The Eye of Elicion: The Kinowenn Chronicles Vol 1 (50 page)

Read The Eye of Elicion: The Kinowenn Chronicles Vol 1 Online

Authors: Rachel Ronning

Tags: #FICTION / Fantasy / General

BOOK: The Eye of Elicion: The Kinowenn Chronicles Vol 1
4.95Mb size Format: txt, pdf, ePub
Chapter 51

Immediately, Lucy was encased in fog. Or, something like fog anyways. It was thick and whitish gray like fog often is, but it was also shimmery which fog often isn’t, and it was warm instead of cold and wet. She was sure the fog-like substance would clear up shortly. When it did she wanted to be ready, but she wasn’t sure what she had to be ready for. It occurred to her that she did have one advantage that Maya and Gavin had not had. They did not know that they would be marked. Her wrist was blank right now. That was her link to sanity if she needed one. No matter what happened, she knew she was still in the archway as long as her wrist was bare. It’s like drawing a circle on your hand before you go to sleep. You know you are still dreaming as long as there is no circle on your hand. However, this is an issue if you dream that the circle is there. Lucy shook her head, trying to clear her thoughts. Nothing was real until she had that tattoo.

Lucy took another deep breath and took a step forward. The fog cleared immediately and as she took another step forward she fell out of the archway. Out of the archway? She hadn’t done anything yet. She looked at her wrist, but there wasn’t a tattoo. She looked at the Lady.

“Did something go wrong?” Lucy asked.

“No.”

“Do I have to go through again? Nothing happened.”

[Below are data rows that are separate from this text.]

PR #142, opened 2022-06-03
Bounds

thetarnav:
Want to add a primitive for getting the updated position and size of the element on the screen reactively.
Need to work on some dependency packages first.

TODO:
- [x] Refactor `resize-observer` package. [README](https://github.com/solidjs-community/solid-primitives/tree/bounds/packages/resize-observer#readme)
- [ ] Refactor `scroll` package
- [ ] Add `bounds` package

### DIFF
--- a/packages/resize-observer/README.md
+++ b/packages/resize-observer/README.md
@@ -9,7 +9,10 @@
 [![size](https://img.shields.io/npm/v/@solid-primitives/resize-observer?style=for-the-badge)](https://www.npmjs.com/package/@solid-primitives/resize-observer)
 [![stage](https://img.shields.io/endpoint?style=for-the-badge&url=https%3A%2F%2Fraw.githubusercontent.com%2Fsolidjs-community%2Fsolid-primitives%2Fmain%2Fassets%2Fbadges%2Fstage-3.json)](https://github.com/solidjs-community/solid-primitives#contribution-process)
 
-Provides a reactive resize observer wrapper.
+Reactive primitives for observing resizing of HTML elements.
+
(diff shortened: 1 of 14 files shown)


packages/bounds/src/index.ts
```diff
@@ -0,0 +1,154 @@
...
+  const updateBounds = () => setBounds(getElementBounds(access(target)));
+  const updateBoundsOf = (el: Element | undefined | null | false) =>
+    setBounds(getElementBounds(el));
+
+  if (typeof target === "function") {
+    onMount(() => updateBoundsOf(target()));
+    createComputed(on(target, updateBoundsOf, { defer: true }));
+  }
+
+  if (trackResize)
```
atk, line 125: By using a predefined options object, if the user tries `{ trackScroll: false }`, he'll be surprised that nothing will be tracked. It would be better to use an empty object by default and test whether `trackScroll` (or `scroll`, see earlier comment) was === false.

packages/bounds/src/server.ts
```diff
@@ -0,0 +1,13 @@
+import type * as API from "./index";
```
atk, line 1: Since you cannot possibly get an element, wouldn't it be better to use nulledBounds from before for the server? Or have an option for that?

atk (approved):
That's some nice work, Damian! I found nothing that I would request a change, I merely added some thoughts of mine.

packages/bounds/src/index.ts
thetarnav: I'm pretty sure it works properly...
The options are initialized as an empty object and destructured with some default values. So `{ trackScroll: false }` would only flip one switch.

“You may not go through again. You failed.”

“How could I fail? Nothing happened,” maintained Lucy, feeling very confused.

“I will have to send you away from Kleth.”

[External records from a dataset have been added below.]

PR #144, opened 2022-06-08
Upload: export types

ivteplo:
I made the `index.ts` export all the types of `@solid-primitives/upload` from `types.ts`.

I don't know whether all the types should be exported, or some should be left accessible only inside the package, so maybe some changes should be made


atk (approved):
Looks good to me.

PR #145, opened 2022-06-09
Refactor visibility-observer

thetarnav:
- Rename `createPageVisibilityObserver` to `createPageVisibility` _(no longer exported as default)_

- Add `usePageVisibility`

- Add tests

[README](https://github.com/solidjs-community/solid-primitives/tree/visibility-observer-refactor/packages/visibility-observer#readme)


davedbase:
Make sure you add yourself to the list of contributors or just change the author to your name :). Looking good, much simpler :)

thetarnav:
Ah thanks for reminding me :)
Will remove the dependency too, not worth it as you said.

davedbase:
Since we removed observer out of the name, maybe the package should be renamed to `page-visibility`?

thetarnav:
Yeah, it makes more sense. In interaction-observer pkg, there is an element visibility observer primitive too. `page-visibility` would be more clear.

PR #159, opened 2022-07-08
refactor Keyboard package

thetarnav:
- Refactors the keyboard package to heavily rely on shared roots, for reusing of signals/event-listeners/computations, and every other primitive would be only quering a set of data in signals provided by them.
- Adds a primitive for handling keyboard shortcuts.
- Bumps the version to `1.0.0`

[README](https://github.com/solidjs-community/solid-primitives/tree/keyboard/packages/keyboard#readme)

TODO:
- [ ] move from uvu to jest for now for testing — cannot properly test primitives that use a shared root, without the solid in dependencies not working properly.
- [ ] add tests for `createKeyHold` and `createShortcut`
- [x] update docs


atk:
The vitest problem is solved, you just need to inline all solid-using dependency packages (including internal if imported through node).

thetarnav:
Still can't get it to work...
This still fails:
```ts
import { isServer } from "@solid-primitives/utils";
test("...", () => {
  expect(isServer).toBe(false);
});
```

atk:
You need to inline `@solid-primitives/utils`, too, since it is otherwise imported by node.

thetarnav:
I think I'm doing it here if it's correct: https://github.com/solidjs-community/solid-primitives/blob/320d05f74e8894e45a6af6c6bcad419e287db6c1/packages/keyboard/vite.config.ts

atk:
I'll have a look later.

thetarnav:
Okay, I'm gonna merge it as it is.
@atk Hopefully someday this daunting problem will finally go away :D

“This isn’t real. I’m still in the archway. You can’t send me anywhere.”

“That puts you in a very interesting position doesn’t it? If, as you say, you are still in the archway, then I certainly can send you anywhere. However, you are not still in the archway, you failed, in which case I can still send you anywhere.”

“How can I fail if nothing happened?” asked Lucy again.

“Either nothing happened because you failed or you failed because nothing happened. You must leave now.”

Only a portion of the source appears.